Data shown:

PR #44, opened 2020-03-04
b/149484856,b/150725812: Support custom jwt locations

TAOXUY:
- Support custom jwt locations
- Fix hard-coded ignoreQueryParam in transcoder filter
- add integration test for api-key location under grpc transcoding
- add integration test for jwt locations under grpc transcoding


src/go/configinfo/service_info.go
```diff
@@ -504,6 +510,22 @@ func (s *ServiceInfo) processUsageRule() error {
 	return nil
 }
 
+func (s *ServiceInfo) processJwtInQueryParams() {
+	authn := s.serviceConfig.GetAuthentication()
+	for _, provider := range authn.GetProviders() {
```
qiwzhang: need to do that per Provider.   Default is per provider:  if jwt_locations is defined, use it, otherwise use default.

src/go/configinfo/service_info.go
```diff
@@ -516,12 +538,16 @@ func (s *ServiceInfo) processSystemParameters() error {
 		if err != nil {
 			return err
 		}
-		extractAPIKeyLocations(method, apiKeyLocationParameters)
+		s.extractAPIKeyLocations(method, apiKeyLocationParameters)
 	}
+
+	s.ApiKeyQueryParams[util.DefaultApiKeyQueryParamKey] = true
```
qiwzhang: default is per rule or selector.

src/go/configgenerator/listener_generator.go
```diff
@@ -601,11 +633,21 @@ func makeTranscoderFilter(serviceInfo *sc.ServiceInfo) *hcmpb.HttpFilter {
...
+			}
+			for apiKeyQueryParam := range serviceInfo.ApiKeyQueryParams {
+				transcodeConfig.IgnoredQueryParameters = append(transcodeConfig.IgnoredQueryParameters, apiKeyQueryParam)
+			}
+
+			for jwtQueryParam := range serviceInfo.JwtQueryParams {
+				transcodeConfig.IgnoredQueryParameters = append(transcodeConfig.IgnoredQueryParameters, jwtQueryParam)
 			}
+
+			sort.Sort(sort.StringSlice(transcodeConfig.IgnoredQueryParameters))
```
nareddyt: Any specific reason for the sort? Is it just for readability?

src/go/configgenerator/listener_generator.go
```diff
@@ -279,6 +280,44 @@ func hasPathParameter(httpPattern string) bool {
...
+
+	for _, jwtLocation := range provider.JwtLocations {
+		switch x := jwtLocation.In.(type) {
+		case *confpb.JwtLocation_Header:
+			jwtHeaders = append(jwtHeaders, &jwtpb.JwtHeader{
+				Name:        jwtLocation.GetHeader(),
+				ValuePrefix: jwtLocation.GetValuePrefix(),
+			})
+		case *confpb.JwtLocation_Query:
+			jwtParams = append(jwtParams, jwtLocation.GetQuery())
```
nareddyt: Should we validate that `value_prefix` is empty in this case?

src/go/configgenerator/listener_generator_test.go
```diff
@@ -71,9 +71,86 @@ func TestTranscoderFilter(t *testing.T) {
...
+   "name":"envoy.grpc_json_transcoder",
+   "typedConfig":{
+      "@type":"type.googleapis.com/envoy.config.filter.http.transcoder.v2.GrpcJsonTranscoder",
+      "autoMapping":true,
+      "convertGrpcStatus":true,
+      "ignoredQueryParameters":[
+         "access_token",
+         "api_key",
+         "jwt_query_param",
          "key",
```
nareddyt: Why is `access_token`, `api_key`, and `key` still here? It's not in the system params or jwt locations? I thought we would not use the default values if user overrides jwt locations.

src/go/configinfo/service_info.go
```diff
@@ -49,6 +49,10 @@ type ServiceInfo struct {
 	Methods map[string]*methodInfo
 	// Stores url segment names, mapping snake name to Json name.
 	SegmentNames []*pmpb.SegmentName
+	// Stores the api key locations in query parameters.
+	ApiKeyQueryParams map[string]bool
```
nareddyt: Comments are not clear.

> Stores the query params that are checked for API Key validation.

> Stores the query params that are checked for JWT authentication.

src/go/configgenerator/listener_generator.go
```diff
@@ -601,11 +633,21 @@ func makeTranscoderFilter(serviceInfo *sc.ServiceInfo) *hcmpb.HttpFilter {
 				DescriptorSet: &transcoderpb.GrpcJsonTranscoder_ProtoDescriptorBin{
 					ProtoDescriptorBin: configContent,
 				},
-				IgnoredQueryParameters: []string{"api_key", "key", "access_token"},
-				AutoMapping:            true,
-				ConvertGrpcStatus:      true,
+				AutoMapping:       true,
+				ConvertGrpcStatus: true,
+			}
+			for apiKeyQueryParam := range serviceInfo.ApiKeyQueryParams {
```
nareddyt: I would also ensure the value is set to `true`. If if it will never be `false`, it will catch future bugs.

src/go/configinfo/service_info.go
```diff
@@ -504,6 +510,22 @@ func (s *ServiceInfo) processUsageRule() error {
...
+			switch jwtLocation.In.(type) {
+			case *confpb.JwtLocation_Query:
+				s.JwtQueryParams[jwtLocation.GetQuery()] = true
+			default:
+				continue
+			}
+		}
+	}
+
+	s.JwtQueryParams[util.DefaultJwtQueryParamAccessToken] = true
```
nareddyt: I thought that if a user defines a provider, then we will not use the default anymore?

tests/endpoints/echo/client/client.go
```diff
@@ -68,11 +68,12 @@ func DoWithHeaders(url, method, message string, headers map[string]string) ([]by
 		return nil, fmt.Errorf("create request error: %v", err)
 	}
 
-	if method == "POST" || method == "PATCH" || method == "PUT" {
+	if method != "GET" {
```
nareddyt: `OPTIONS`? Make sure our CORS tests don't use this

tests/env/testdata/fake_jwt.go
```diff
@@ -14,13 +14,18 @@
...
+)
+
 type ProviderConfig struct {
 	Id               string
 	Issuer           string
 	Keys             string
 	IsInvalid        bool   // If invalid, then a server that always returns 503 is started up
 	IsNonexistent    bool   // If non-existent, then a server is not started up
 	HardcodedJwksUri string // This needs to be set for non-existent, since the URL cannot be derived
+	JwtLocations     []*confpb.JwtLocation
```
nareddyt: Shouldn't this be set in the service config? I'm confused how this is applied to the service config

tests/endpoints/echo/client/client.go
TAOXUY: This method is not for OPTIONS. Anyway, change the condition for only checking if the body is empty.

src/go/configinfo/service_info.go
TAOXUY: Theoretically, they can define the combination of custom ones and default ones.

src/go/configgenerator/listener_generator.go
TAOXUY: Good point.

tests/env/testdata/fake_jwt.go
TAOXUY: This is per provider http://google3/google/api/auth.proto?l=320&rcl=297378306

tests/integration_test/jwt_locations_test/jwt_locations_test.go
```diff
@@ -0,0 +1,179 @@
+// Copyright 2019 Google LLC
```
JLXIA: just merge this tests into jwt_auth_integration_test.go.

We have too many tests folders now, which is totally unnecessary.

TAOXUY: Gotcha. 

BTW, our tests folders are totally unnecessary since we can still make our integration tests without put into different library. I suggest we can move them out of the test folders into one simple integration_test folder like before. Are you OK with that?

nareddyt: > We have too many tests folders now, which is totally unnecessary.

This is so the tests run in parallel. Each folder runs all the tests as one process. Currently all tests run in 2 minutes on my desktop, which is very useful when developing.

> I suggest we can move them out of the test folders into one simple integration_test folder like before

If this is just to make our folder structure look nice, I don't agree. I would rather not wait 25 minutes for tests to run.

api/envoy/http/service_control/requirement.proto
```diff
@@ -18,11 +18,11 @@ package google.api.envoy.http.service_control;
 
 import "validate/validate.proto";
 
-// APIKeyLocation defines the location to extract api key.
+// ApiKeyLocation defines the location to extract api key.
```
nareddyt: This is a breaking change for API Gateway team. From my understanding, we don't have a way of versioning our protos yet. 

@toddbeckman-g, could you clarify if this is safe to import?

src/go/configgenerator/listener_generator.go
nareddyt: Just curious, still have the same question

tests/integration_test/jwt_locations_test/jwt_locations_test.go
TAOXUY: > > We have too many tests folders now, which is totally unnecessary.
> 
> This is so the tests run in parallel. Each folder runs all the tests as one process. Currently all tests run in 2 minutes on my desktop, which is very useful when developing.
> 
> > I suggest we can move them out of the test folders into one simple integration_test folder like before
> 
> If this is just to make our folder structure look nice, I don't agree. I would rather not wait 25 minutes for tests to run.

still make our integration tests *parallel*

As what I see, there is no difference between putting tests into different package and manually setting t.parallel with `go test -p `

https://medium.com/@xcoulon/how-to-avoid-parallel-execution-of-tests-in-golang-763d32d88eec
https://stackoverflow.com/questions/24375966/does-go-test-run-unit-tests-concurrently

nareddyt: I see, could you try it out on our repo and make sure it works? If they still run in parallel, then that's definitely cleaner.

api/envoy/http/service_control/requirement.proto
TAOXUY: Good catch!

nareddyt: Oh well maybe just changing the message name is not breaking?

toddbeckman-g: We don't really use any of these fields directly through code, so the main question is if the generated json fields remain the same before and after this change.

tests/integration_test/jwt_locations_test/jwt_locations_test.go
TAOXUY: > just merge this tests into jwt_auth_integration_test.go.
> 
> We have too many tests folders now, which is totally unnecessary.

The jwt_authn already has two tests and it maybe better to jwt_location in a separate file. 

Will remove folders in separate PR.

api/envoy/http/service_control/requirement.proto
TAOXUY: As discussed offline, simple renaming without change field is backward compatible.

src/go/configgenerator/listener_generator.go
TAOXUY: Stable order for test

What the task requires:
Beginning with the line that holds "The jwt_authn already", please return every line through the end of the data, exactly as written.

Task answer:
The jwt_authn already has two tests and it maybe better to jwt_location in a separate file. 

Will remove folders in separate PR.

api/envoy/http/service_control/requirement.proto
TAOXUY: As discussed offline, simple renaming without change field is backward compatible.

src/go/configgenerator/listener_generator.go
TAOXUY: Stable order for test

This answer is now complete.